*Exercise description*: The word "common" marks the lines you need; copy each of them from the data.

*Dataset records*:

● ● ● ●

PR #282, opened 2022-11-03
Issue 278: SLC consolidated pipeline. orbit file download

chrisjrd:
perform download+extract+ingest operations in same job. This includes bundling an orbit file with the dataset

### DIFF
--- a/cluster_provisioning/modules/common/main.tf
+++ b/cluster_provisioning/modules/common/main.tf
@@ -1598,6 +1598,24 @@ data "template_file" "launch_template_user_data" {
                     "timestamp_format": "%Y-%m-%d %H:%M:%S,%f"
                   },
                   {
+                    "file_path": "/data/work/jobs/**/run_slcs1a_query.log",
+                    "log_group_name": "/opera/sds/${var.project}-${var.venue}-${local.counter}/run_slcs1a_query.log",
+                    "timezone": "Local",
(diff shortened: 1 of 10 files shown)


cluster_provisioning/modules/common/main.tf
```diff
@@ -1632,6 +1650,18 @@ data "template_file" "launch_template_user_data" {
...
                     "timestamp_format": "%Y-%m-%d %H:%M:%S,%f"
                   },
+                  {
+                    "file_path": "/home/ops/verdi/log/opera-job_worker-slc_data_query.log",
+                    "log_group_name": "/opera/sds/${var.project}-${var.venue}-${local.counter}/opera-job_worker-slc_data_query.log",
+                    "timezone": "Local",
+                    "timestamp_format": "%Y-%m-%d %H:%M:%S,%f"
+                  },
+                  {
+                    "file_path": "/home/ops/verdi/log/opera-job_worker-slc_data_download.log",
```
riverma, line 1660: Hey @chrisjrd - this assumes we're always installing / setting up on a directory called `ops` within the folder `home`. Is there a better way we can safely write file paths like this such that if the username changes, this won't break?

riverma (commented):
I see you added the orbit collection with the single, simplified pipeline model. That's great. Are there any download / ingest steps within the pipeline *not* bundled together that are currently stand-alone? Other than querying for data sets from CMR?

● ● ● ●

*Exercise result*:
--- a/cluster_provisioning/modules/common/main.tf
+++ b/cluster_provisioning/modules/common/main.tf
cluster_provisioning/modules/common/main.tf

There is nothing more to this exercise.